Die ausgewählten Projekte

„Einfach schreiben“ (Hanna Roth) – Schreibworkshops
Die Poetin Hanna Roth lädt in zwei 90-minütigen After-Work-Schreibworkshops im öffentlichen Raum dazu ein, mit Sprache zu experimentieren. Inspiriert von Natur und Alltagsobjekten entstehen Texte – von Listen bis zum Bewusstseinsstrom. Der Abschluss verbindet Schreiben mit Poetry Slam, Musik und Tanz. Das Projekt hinterfragt elitäre Kunstbegriffe und betont den Mut zum persönlichen Ausdruck.

„Du siehst was, was ich nicht sehe?“ (Elisabeth Stiebritz, Helena Kalleitner, Pia Jakober, Katharina Wimmer) – Cyanotypie-Fotoworkshops
Ein Team aus vier Künstlerinnen bringt ein fotografisches Verfahren aus dem 19. Jahrhundert auf die Straße: Cyanotypie, auch bekannt als Blaudruck oder Solarfotografie. Mit lichtempfindlicher Lösung und der Kraft der Sonne entstehen direkt auf Papier Bilder – ohne komplizierte Technik. Passant:innen können spontan teilnehmen, eigene Motive einbringen und ihre fertigen Werke mitnehmen oder an einer Wäscheleine ausstellen.

„Pintxucat / Inner Child“ (Kollektiv Stato Brado: Nis Fee Brender, Júlia Auladell, Francesco D’Amelio) – Tanz, Akrobatik, Clown
Das Tanz-Akrobatik-Clown-Duo des Kollektivs Stato Brado bespielt drei Spielplätze in drei verschiedenen Stadtteilen. Das Projekt richtet sich an Kinder – und an das innere Kind aller. Im Mittelpunkt steht die Frage, auf wie viele Arten man eine Rutsche hinunterrutschen kann. Verspieltheit als Form des Lernens und der Widerstandsfähigkeit: Das Projekt lädt Erwachsene ein, das zurückzuentdecken, was Kinder noch wissen.

„Unsichtbar“ (Anna Travaglia, Niki Sofia Kouma, Ryuna Hwa Lee) – Puppenspiel, Tanz, Live-Musik
Was geschieht hinter verschlossenen Türen? „Unsichtbar“ thematisiert häusliche Gewalt und Kontrolle – verstößt im Alltag, doch vor aller Augen verborgen. Das Ensemble nutzt Puppenspiel, Tanz und Live-Musik, um Phasen von Manipulation, Unterwerfung und Befreiung sichtbar zu machen. Das Publikum wird eingeladen, aktiv eine Rolle zu übernehmen und im Anschluss zu reflektieren.
„Offenes Atelier im Park“ (Felix Igler, Jasmin Hubmann) – Mobile Kunst- und Kulturstation
Das mobile Atelier „MoKuBa“ (Mobile Kunst und Kultur Basis) macht an drei Salzburger Parkstandorten Station: im Preuschenpark in Parsch, im Schlosspark Hellbrunn und im Volksgarten Parsch. Bewohner:innen werden zu einer künstlerischen Zeitreise eingeladen: Sie gravieren, brennen und formen Holz und Speckstein und entdecken dabei verborgene historische Schichten ihrer Nachbarschaft – von der römischen Geschichte bis zur Nachkriegszeit.

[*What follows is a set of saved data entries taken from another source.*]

Issue #214, opened 2020-08-25
Classifying role to null when there is a single role under an intent


sameerg07:
I have an entity x which has two roles x1 and x2 . x1 is used in an intent i1 and x2 is used in an intent i2 . All the expressions in i1 and i2 have single roles mapped in their expressions for an entity. Now, when I do nlp.process(<expression which has an entity with a single role>), it classifies the role of that entity to null. 

I understand that there is a lazy evaluation happening to avoid role classification, but readability wise it confuses me atleast, that why is my role being shown as null? 

Sample response:
```
{
  "result": {
    "domain": "restaurant",
    "entities": [
      {
        "role": null,
        "span": {
          "end": 8,
          "start": 6
        },
        "text": "one",
        "type": "sys_number",
        "value": [
          {
            "value": 1
          }
        ]
      },
      {
        "role": null,
        "span": {
          "end": 29,
          "start": 10
        },
        "text": "paneer butter masala",
        "type": "dish",
        "value": []
      }
    ],
    "intent": "order",
    "text": "order one paneer butter masala"
  },
  "status": "success"
}
```

where my query is `order one paneer butter masala` which is basically `order {one|sys_number|no_items} {paneer butter masala|dish}`

and `sys_number` has two roles `no_ppl,no_items`

training data in intent **order** looks like:

```
order {one|sys_number|no_items} {paneer butter masala|dish}
order {3|sys_number|no_items} {taco salads|dish}
order {5|sys_number|no_items} {butter naan|dish}
order {two|sys_number|no_items} {virgin mojito|dish}
order {five|sys_number|no_items} {tomato soup|dish}
```

serapio:
Why do you need the role label if it can be determined from the intent label? This design adds work to maintaining the annotation, while dialogue manager logic could just use the existing intent and entity labels.

sameerg07:
You should have role labels as well on the dialogue manager. At any point
of time, as an end user, it's not clear why it isn't classifying even
though there is a role. And coming to dialogue manager, flexibility of role
classification is also important I feel

PR #230, opened 2020-09-18
Adding the ability to process and return a single role label

minhtuev:
Adding the ability to process and return a single role label if only one role is provided

https://github.com/cisco/mindmeld/issues/214

### DIFF
--- a/mindmeld/components/role_classifier.py
+++ b/mindmeld/components/role_classifier.py
@@ -208,6 +208,8 @@ class RoleClassifier(Classifier):
         if not self._model:
             logger.error("You must fit or load the model before running predict")
             return
+        if len(self.roles) == 1:
+            return list(self.roles)[0]
         if not isinstance(query, Query):
             query = self._resource_loader.query_factory.create_query(query)
         gazetteers = self._resource_loader.get_gazetteers()
@@ -232,6 +234,8 @@ class RoleClassifier(Classifier):
         if not self._model:
             logger.error("You must fit or load the model before running predict")
             return
+        if len(self.roles) == 1:
+            return [(self.list(self.roles)[0], 1.0)]
         if not isinstance(query, Query):
             query = self._resource_loader.query_factory.create_query(query)
         gazetteers = self._resource_loader.get_gazetteers()
@@ -313,7 +317,7 @@ class RoleClassifier(Classifier):
                     labels.append(entity.entity.role)
 
         unique_labels = set(labels)
-        if len(unique_labels) == 1:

„Between the Lines“ (Flying Elephant) – Tanzperformance
Die Tanzperformance von Flying Elephant erkundet das Spannungsfeld zwischen Sichtbarkeit und Unsichtbarkeit, gesellschaftlicher Norm und gelebter Vielfalt. Nicht-binäre, gleichgeschlechtliche Tanzpaare arbeiten mit akrobatischem Partnering, Balance und körperlichem Dialog. Passant:innen werden eingeladen, selbst in Kontakt zu treten – und danach gemeinsam bei Kaffee und Kuchen ins Gespräch zu kommen.

Abschluss-Event am 20. September 2026 – ABZ Itzling

Alle sechs Projekte werden beim gemeinsamen Abschlussevent am 20. September 2026 beim ABZ Itzling in gekürzter Form zu erleben sein. Die Veranstaltung ist öffentlich und kostenlos.

City Encounters 2026 ist eine Initiative der Stadt Salzburg und wird aus den Fördermitteln der MA 2 – Kultur, Bildung und Wissen mit einem Gesamtbudget von 50.000 Euro finanziert. Die künstlerische Leitung und Kuratierung liegt bei Nayana Keshava Bhat, produziert wird das Programm von INFLUX – Netzwerk für Tanz, Theater und Performance.